PR #753, opened 2020-07-12
Add Twitch stream/VOD support to RemoteActivity

bclindner:
Hey! Not a Java guy, let me know if something about this code doesn't look right.

Realized Kore is missing the ability to share Twitch URLs to Kodi the other day. Let's fix that.

### DIFF
--- a/app/src/main/AndroidManifest.xml
+++ b/app/src/main/AndroidManifest.xml
@@ -76,6 +76,8 @@
                 <data android:host="soundcloud.com"/>
                 <data android:host="m.soundcloud.com"/>
                 <data android:host="www.arte.tv"/>
+                <data android:host="twitch.tv"/>
+                <data android:host="m.twitch.tv"/>
             </intent-filter>
 
             <meta-data android:name="android.service.chooser.chooser_target_service"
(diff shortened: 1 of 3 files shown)


SyncedSynapse:
Thanks, 

On a first glance, it looks good, though i need to test it a bit more.

2 comments:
******************************
What you will do:
Exactly the lines from the one holding "(diff shortened: 1 of 3 files shown)" through the end of the data are to be repeated, with both ends included.

Written solution:
(diff shortened: 1 of 3 files shown)


SyncedSynapse:
Thanks, 

On a first glance, it looks good, though i need to test it a bit more.

2 comments:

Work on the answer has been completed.